> [What you need to do] Out of the lines below, please list those that hold the string "their".

(Records shown Opens)

PR #132, opened 2023-03-17
Allow advanced users to bring their own configmaps

kfox1111:
So that we don't have to support every single config option available, add the option for the advanced end user to skip the chart managing configmaps and allow the user to provide their own.


kfox1111:
Closing in favor of json config.

PR #22, opened 2016-09-01
[MIG] connector_prestashop

pedrobaeza:
# 
# Odoo PrestaShop Connector

This module connects Odoo and PrestaShop.

PrestaShop (http://www.prestashop.com/) is a popular e-commerce platform
written in PHP/MySQL and published under the Open Software licence v3.0.

This module allows the synchronization of the following objects from PrestaShop
to Odoo:
- Websites
- Stores and languages
- Carriers
- Product categories
- Products
- Combinations of products
- Partner categories
- Customers

Once these objects are synchronised, it will allow the import of sales orders,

(Records shown Closes)

> [Result of this exercise]
Allow advanced users to bring their own configmaps
So that we don't have to support every single config option available, add the option for the advanced end user to skip the chart managing configmaps and allow the user to provide their own.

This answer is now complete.